_The problem_: Entries follow. Return each line that contains the word "crypto".

_Information_:
################

PR #5112, opened 2022-11-14
remove crypto dependency

JacobOscarGunnarsson:
`jwt.ts` relied on the `crypto` module which isn't available on react-native. Solution was to simply remove it since using it would be overkill in this test-case


takameyer (approved):
Seems like a good compromise.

################

_Solution to this task_:
remove crypto dependency
`jwt.ts` relied on the `crypto` module which isn't available on react-native. Solution was to simply remove it since using it would be overkill in this test-case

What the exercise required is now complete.